**Work to be completed**
Only the lines from the one containing "PR #12511, opened 2025-03-22" to the end of the records should be given again, word for word and in full.

+-------+

PR #13033, opened 2025-04-20
quantize: improve pattern matching for allowed tensors

EAddario:
This PR implements @slaren's regex matching recommendation for allowed tensors. For example: `--tensor-type attn=q4_k` will now apply to all tensors named \*attn\*

PR #12511, opened 2025-03-22
quantize: Handle user-defined quantization levels for additional tensors

EAddario:
This PR adds the ability to quantize other tensors, beyond token-embedding and output-tensor. It handles most of the supported architectures. ~~except Mamba, RWKV6, RWKV6QWEN2 and T5 to avoid having too many command options, but can add as well if maintainers request it.~~

For full background on the PR, please see: [Squeezing Tensor Bits: the quest for smaller LLMs](https://medium.com/@eaddario/squeezing-tensor-bits-the-quest-for-smaller-llms-86b23bd052ca)

PR #18952, opened 2026-01-20
quant : manual overrides of tensor types take precedence

ggerganov:
cont #12511, #13033

When user provides a tensor type with the `--tensor-type` CLI argument, it takes precedence  over the automatic logic. The shape-compatibility check is moved after the new tensor type is determined, so now it covers both the manual and automatic paths.


ggerganov:
cc @EAddario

+-------+

**Solution to the exercise**
PR #12511, opened 2025-03-22
quantize: Handle user-defined quantization levels for additional tensors

EAddario:
This PR adds the ability to quantize other tensors, beyond token-embedding and output-tensor. It handles most of the supported architectures. ~~except Mamba, RWKV6, RWKV6QWEN2 and T5 to avoid having too many command options, but can add as well if maintainers request it.~~

For full background on the PR, please see: [Squeezing Tensor Bits: the quest for smaller LLMs](https://medium.com/@eaddario/squeezing-tensor-bits-the-quest-for-smaller-llms-86b23bd052ca)

PR #18952, opened 2026-01-20
quant : manual overrides of tensor types take precedence

ggerganov:
cont #12511, #13033

When user provides a tensor type with the `--tensor-type` CLI argument, it takes precedence  over the automatic logic. The shape-compatibility check is moved after the new tensor type is determined, so now it covers both the manual and automatic paths.


ggerganov:
cc @EAddario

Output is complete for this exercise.